■ Saved data entries ■
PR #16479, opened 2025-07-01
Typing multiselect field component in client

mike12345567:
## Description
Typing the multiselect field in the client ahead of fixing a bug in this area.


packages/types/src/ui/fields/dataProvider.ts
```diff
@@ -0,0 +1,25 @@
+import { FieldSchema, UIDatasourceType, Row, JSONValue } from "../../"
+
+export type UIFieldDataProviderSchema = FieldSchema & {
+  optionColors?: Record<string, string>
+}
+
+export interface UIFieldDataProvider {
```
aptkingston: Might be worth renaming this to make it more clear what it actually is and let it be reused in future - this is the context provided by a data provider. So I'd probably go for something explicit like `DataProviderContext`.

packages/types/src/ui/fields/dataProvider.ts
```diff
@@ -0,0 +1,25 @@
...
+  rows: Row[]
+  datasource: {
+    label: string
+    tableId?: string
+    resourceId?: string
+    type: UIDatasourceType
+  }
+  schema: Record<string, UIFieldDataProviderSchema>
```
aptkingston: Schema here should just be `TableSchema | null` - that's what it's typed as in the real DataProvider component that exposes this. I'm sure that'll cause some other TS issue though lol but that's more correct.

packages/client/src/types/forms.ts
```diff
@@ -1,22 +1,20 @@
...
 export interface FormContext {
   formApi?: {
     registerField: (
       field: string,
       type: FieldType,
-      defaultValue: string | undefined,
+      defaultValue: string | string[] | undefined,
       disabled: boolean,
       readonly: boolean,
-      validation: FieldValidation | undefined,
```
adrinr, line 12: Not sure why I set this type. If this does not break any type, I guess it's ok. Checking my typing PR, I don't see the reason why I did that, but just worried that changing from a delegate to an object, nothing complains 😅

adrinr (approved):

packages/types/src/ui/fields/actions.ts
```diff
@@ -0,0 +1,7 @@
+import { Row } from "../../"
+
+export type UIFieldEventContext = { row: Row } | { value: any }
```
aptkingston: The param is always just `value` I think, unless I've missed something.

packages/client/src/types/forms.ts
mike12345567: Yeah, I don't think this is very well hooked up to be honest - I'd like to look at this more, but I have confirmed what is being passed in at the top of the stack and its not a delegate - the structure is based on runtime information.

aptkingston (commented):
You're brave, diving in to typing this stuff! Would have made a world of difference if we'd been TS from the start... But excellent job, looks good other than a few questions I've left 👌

■ Task statement ■
Read the entries and select each line where the word "think" is found.

■ Worked solution ■
aptkingston: The param is always just `value` I think, unless I've missed something.
mike12345567: Yeah, I don't think this is very well hooked up to be honest - I'd like to look at this more, but I have confirmed what is being passed in at the top of the stack and its not a delegate - the structure is based on runtime information.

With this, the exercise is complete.